[Extracted records]
=== Begin Enclosure ===
Issue #637, opened 2019-12-03
Pipeline constraint


asher:
A constraint that executes a pipeline and only passes if the pipeline completes successfully.

PR #651, opened 2019-12-07
feat(constraints): pipeline execution constraint

asher:
An environment promotion constraint to gate promotions on the successful execution
 of a Spinnaker pipeline. The target pipeline is launched via orca the first time
 a pipeline constraint is evaluated for a given artifact version and [Environment].

 The state of that pipeline execution is then assessed on each subsequent evaluation
 and can optionally be retried on failure.

 Example env constraint:
```
 constraints:
   - type: pipeline
     serviceAccount: keel@spinnaker (OPTIONAL, defaults to DEFAULT_SERVICE_ACCOUNT)
     pipelineId: (the id visible when editing a pipeline, not its name)
     retries: (OPTIONAL, the number of times to retry a failure, defaults to 0)
     parameters: (OPTIONAL, Map of trigger parameters to pass along, `user` and `type` are reserved)
```

### DIFF
--- a/keel-core/src/main/kotlin/com/netflix/spinnaker/keel/api/Constraint.kt
+++ b/keel-core/src/main/kotlin/com/netflix/spinnaker/keel/api/Constraint.kt
@@ -17,7 +17,8 @@ import java.time.zone.ZoneRulesException
 @JsonSubTypes(
   Type(value = DependsOnConstraint::class, name = "depends-on"),
   Type(value = TimeWindowConstraint::class, name = "allowed-times"),
-  Type(value = ManualJudgementConstraint::class, name = "manual-judgement")
+  Type(value = ManualJudgementConstraint::class, name = "manual-judgement"),
+  Type(value = PipelineConstraint::class, name = "pipeline")
 )
 abstract class Constraint(val type: String)
 
@@ -59,6 +60,14 @@ data class TimeWindowConstraint(
 data class ManualJudgementConstraint(
   val timeout: Duration = Duration.ofDays(7)
 ) : StatefulConstraint("manual-judgement")
+
+data class PipelineConstraint(
+  val serviceAccount: String = "anonymous",
+  val timeout: Duration = Duration.ofHours(2),
+  val pipelineId: String,
+  val retries: Int = 0,
+  val parameters: Map<String, Any?> = emptyMap()
+) : StatefulConstraint("pipeline")
 
 data class TimeWindow(
   val days: String? = null,
--- a/keel-core/src/main/kotlin/com/netflix/spinnaker/keel/api/ConstraintState.kt
+++ b/keel-core/src/main/kotlin/com/netflix/spinnaker/keel/api/ConstraintState.kt
@@ -1,5 +1,8 @@
 package com.netflix.spinnaker.keel.api
 
+import com.fasterxml.jackson.annotation.JsonSubTypes
+import com.fasterxml.jackson.annotation.JsonSubTypes.Type
+import com.fasterxml.jackson.annotation.JsonTypeInfo
 import java.time.Duration
 import java.time.Instant
 
@@ -13,10 +16,9 @@ data class ConstraintState(
   val judgedBy: String? = null,
   val judgedAt: Instant? = null,
   val comment: String? = null,
-  // TODO: reconsider type when implementing a constraint that uses attributes
-  val attributes: Map<String, Any?> = emptyMap()
+  val attributes: ConstraintStateAttributes? = null
 ) {
-  fun canPromote() = status.passes()
+  fun passed() = status.passes()
 
   fun failed() = status.failed()
 
@@ -34,3 +36,19 @@ enum class ConstraintStatus(private val passed: Boolean, private val failed: Boo
   fun passes() = passed
   fun failed() = failed
 }
+
+@JsonTypeInfo(
+  include = JsonTypeInfo.As.EXISTING_PROPERTY,
+  use = JsonTypeInfo.Id.NAME,
+  property = "type")
+@JsonSubTypes(
+  Type(value = PipelineConstraintStateAttributes::class, name = "pipeline")
+)
+abstract class ConstraintStateAttributes(val type: String)
+
+data class PipelineConstraintStateAttributes(
+  val executionId: String? = null,
+  val attempt: Int,
+  val latestAttempt: Instant,
+  val lastExecutionStatus: String? = null
+) : ConstraintStateAttributes("pipeline")
--- a/keel-core/src/main/kotlin/com/netflix/spinnaker/keel/constraints/ConstraintEvaluator.kt
+++ b/keel-core/src/main/kotlin/com/netflix/spinnaker/keel/constraints/ConstraintEvaluator.kt
@@ -1,9 +1,13 @@
 package com.netflix.spinnaker.keel.constraints
 
 import com.netflix.spinnaker.keel.api.Constraint
+import com.netflix.spinnaker.keel.api.ConstraintState
+import com.netflix.spinnaker.keel.api.ConstraintStatus
 import com.netflix.spinnaker.keel.api.DeliveryArtifact
 import com.netflix.spinnaker.keel.api.DeliveryConfig
 import com.netflix.spinnaker.keel.api.Environment
+import com.netflix.spinnaker.keel.constraints.ConstraintEvaluator.Companion.getConstraintForEnvironment
+import com.netflix.spinnaker.keel.persistence.DeliveryConfigRepository
 
 interface ConstraintEvaluator<T : Constraint> {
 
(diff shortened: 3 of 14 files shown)


keel-core/src/main/kotlin/com/netflix/spinnaker/keel/constraints/ConstraintEvaluator.kt
```diff
@@ -35,3 +39,49 @@ interface ConstraintEvaluator<T : Constraint> {
     targetEnvironment: Environment
   ): Boolean
 }
+
+abstract class StatefulConstraintEvaluator<T : Constraint> : ConstraintEvaluator<T> {
```
asher: @luispollo I think this is more in line with what you suggested earlier when I was toying with overloading the `ConstraintEvaluator` interface with stateful bits?

keel-orca/src/test/kotlin/com/netflix/spinnaker/keel/constraints/PipelineConstraintEvaluatorTests.kt
```diff
@@ -0,0 +1,171 @@
...
+    val trigger = slot<Map<String, Any?>>()
+    val subject = PipelineConstraintEvaluator(orcaService, deliveryConfigRepository, clock)
+  }
+
+  fun tests() = rootContext<Fixture> {
+    fixture {
+      Fixture(
+        constraint = PipelineConstraint(
+          pipelineId = randomUID().toString(),
+          parameters = mapOf("youSayManaged" to "weSayDelivery")
```
luispollo: 😄❤️

keel-core/src/main/kotlin/com/netflix/spinnaker/keel/api/ConstraintState.kt
```diff
@@ -13,10 +16,9 @@ data class ConstraintState(
   val judgedBy: String? = null,
   val judgedAt: Instant? = null,
   val comment: String? = null,
-  // TODO: reconsider type when implementing a constraint that uses attributes
-  val attributes: Map<String, Any?> = emptyMap()
+  val attributes: ConstraintStateAttributes? = null
 ) {
-  fun canPromote() = status.passes()
+  fun passed() = status.passes()
```
robfletcher: ❤️ Better

keel-orca/src/main/kotlin/com/netflix/spinnaker/keel/orca/OrcaService.kt
```diff
@@ -45,7 +57,7 @@ data class TaskRefResponse(
   val taskId by lazy { ref.substringAfterLast("/") }
 }
 
-data class TaskDetailResponse(
+data class ExecutionDetailResponse(
```
robfletcher: I like this name better too

keel-orca/src/test/kotlin/com/netflix/spinnaker/keel/constraints/PipelineConstraintEvaluatorTests.kt
```diff
@@ -0,0 +1,171 @@
...
+        expectThat(state).isNotNull()
+
+        val attributes = state!!.attributes as PipelineConstraintStateAttributes
+        with(attributes) {
+          expectThat(executionId).isEqualTo(fixture.executionId)
+          expectThat(attempt).isEqualTo(1)
+          expectThat(latestAttempt).isLessThanOrEqualTo(clock.instant())
+          expectThat(lastExecutionStatus).isNull()
+        }
+      }
```
robfletcher: I'd love to get your thoughts on how Strikt could help make this more expressive. You _can_ do it with out the `!!` but it's kinda syntactically obscure.

```kotlin
val state = deliveryConfigRepository.getConstraintState(manifest.name, environment.name, version, type)
expectThat(state)
  .isNotNull() // now the subject is known to be non-null
  .isA<PipelineConstraintStateAttributes>() // now the subject is known to be an instance of this
  .and { 
    get { executionId }.isEqualTo(fixture.executionId)
    get { attempt }.isEqualTo(1)
    get { latestAttempt }.isLessThanOrEqualTo(clock.instant())
    get { lastExecutionStatus }.isNull()
  }
```

keel-core/src/main/kotlin/com/netflix/spinnaker/keel/api/Constraint.kt
```diff
@@ -60,6 +61,14 @@ data class ManualJudgementConstraint(
   val timeout: Duration = Duration.ofDays(7)
 ) : StatefulConstraint("manual-judgement")
 
+data class PipelineConstraint(
+  val serviceAccount: String = DEFAULT_SERVICE_ACCOUNT,
```
emjburns: I think this needs to come from the delivery config. The default service account has all the permissions, and therefore this would be a huge escalation of privilege. As a first step, can we just get any resource in the environment and take the service account from that resource instead of using the default one?

keel-orca/src/main/kotlin/com/netflix/spinnaker/keel/constraints/PipelineConstraintEvaluator.kt
```diff
@@ -0,0 +1,221 @@
...
+
+    if (shouldTrigger(constraint, attributes)) {
+      try {
+        val executionId = runBlocking {
+          startPipeline(targetEnvironment, constraint)
+        }
+
+        attributes = PipelineConstraintStateAttributes(
+          executionId = executionId,
+          attempt = attributes?.attempt ?: 0 + 1,
```
emjburns: Is `0 + 1` doing something other than returning 1?

keel-orca/src/test/kotlin/com/netflix/spinnaker/keel/constraints/PipelineConstraintEvaluatorTests.kt
emjburns: <3

keel-orca/src/main/kotlin/com/netflix/spinnaker/keel/constraints/PipelineConstraintEvaluator.kt
luispollo: I interpreted this as `(attributes?.attempt ?: 0) + 1`, but maybe not?

keel-core/src/main/kotlin/com/netflix/spinnaker/keel/api/Constraint.kt
asher: I'd rather we move the declaration of a service account to the root level of the delivery config. I don't think it should be declared on resources; perhaps we shouldn't even allow resources to be submitted outside of a delivery config.

keel-orca/src/main/kotlin/com/netflix/spinnaker/keel/constraints/PipelineConstraintEvaluator.kt
asher: This is supposed to mean what @luispollo interpreted it as but turns out it actually does need the parenthesis, will fix.

keel-orca/src/test/kotlin/com/netflix/spinnaker/keel/constraints/PipelineConstraintEvaluatorTests.kt
asher: This is great, thank you! I still have a lot to learn about strikt, will update around this pattern and keep it in mind for the future.

keel-core/src/main/kotlin/com/netflix/spinnaker/keel/api/Constraint.kt
emjburns: Let's have the "how much do we support resources separate from delivery configs" offline.

Can require specification of the service account and not have it use the default in the meantime? Or, have the pipeline run as anonymous as the default? I just don't want there to be such an easy way to get all the privileges for all the accounts.

asher: How about for this PR, I remove `serviceAccount` from the constraint definition, leaving pipelines to only be runnable under the keel `DEFAULT_SERVICE_ACCOUNT`, with a TODO to use the service account defined on the delivery config once that's a requirement?

keel-orca/src/main/kotlin/com/netflix/spinnaker/keel/constraints/PipelineConstraintEvaluator.kt
```diff
@@ -0,0 +1,221 @@
...
+          latestAttempt = clock.instant()
+        )
+      } catch (e: Exception) {
+        log.warn("Failed triggering pipeline ${constraint.pipelineId} for " +
+          "${deliveryConfig.application}:$deliveryConfig/$targetEnvironment")
+
+        attributes = PipelineConstraintStateAttributes(
+          executionId = null,
+          attempt = attributes?.attempt ?: 0 + 1,
+          latestAttempt = clock.instant()
```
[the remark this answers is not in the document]
asher: This sounds great but I don't think there's a reliable way to extract exceptions or error messages from an orca execution today, which is an ongoing struggle for the UI as well.

keel-core/src/main/kotlin/com/netflix/spinnaker/keel/constraints/ConstraintEvaluator.kt
```diff
@@ -35,3 +39,49 @@ interface ConstraintEvaluator<T : Constraint> {
...
+          deliveryConfigRepository.storeConstraintState(it)
+          // TODO: Emit an event here?
+        }
+
+    when {
+      state.failed() -> return false
+      state.passed() -> return true
+    }
+
+    return canPromote(artifact, version, deliveryConfig, targetEnvironment, constraint, state)
```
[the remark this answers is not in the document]
asher:
```
    return when {
      state.failed() -> false
      state.passed() -> true
      else -> canPromote(artifact, version, deliveryConfig, targetEnvironment, constraint, state)
    }
```
looks much better, thanks!

keel-core/src/main/kotlin/com/netflix/spinnaker/keel/api/Constraint.kt
asher: I assumed keel's `DEFAULT_SERVICE_ACCOUNT` was heavily write restricted, and that keel was only able to actuate in restricted accounts via user specified service accounts. Sound like that isn't the case which we may want to discuss further offline but I'll make this default to "anonymous" for now.

asher:
Closes #637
=== End Enclosure ===
WHAT YOU NEED TO DO
Working from the records above, write out verbatim only the lines from the line containing "Type(value = TimeWindowConstraint::class, name" through the line containing "val days: String?".

RESPONSE TO THE TASK
   Type(value = TimeWindowConstraint::class, name = "allowed-times"),
-  Type(value = ManualJudgementConstraint::class, name = "manual-judgement")
+  Type(value = ManualJudgementConstraint::class, name = "manual-judgement"),
+  Type(value = PipelineConstraint::class, name = "pipeline")
 )
 abstract class Constraint(val type: String)
 
@@ -59,6 +60,14 @@ data class TimeWindowConstraint(
 data class ManualJudgementConstraint(
   val timeout: Duration = Duration.ofDays(7)
 ) : StatefulConstraint("manual-judgement")
+
+data class PipelineConstraint(
+  val serviceAccount: String = "anonymous",
+  val timeout: Duration = Duration.ofHours(2),
+  val pipelineId: String,
+  val retries: Int = 0,
+  val parameters: Map<String, Any?> = emptyMap()
+) : StatefulConstraint("pipeline")
 
 data class TimeWindow(
   val days: String? = null,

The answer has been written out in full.